ABOUT THIS TASK
Pick out and copy every line below that has the word "generated".

GIVEN INFORMATION
PR #7647, opened 2026-09-02
fix(schema): render finite numbers as Schema.Finite and reference generated aliases directly

### LINKED ISSUE #7646: @effect/openapi-generator: generated output triggers the language service `schemaNumber` and `unnecessaryTypeofType` diagnostics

FINISHED EXERCISE
fix(schema): render finite numbers as Schema.Finite and reference generated aliases directly
### LINKED ISSUE #7646: @effect/openapi-generator: generated output triggers the language service `schemaNumber` and `unnecessaryTypeofType` diagnostics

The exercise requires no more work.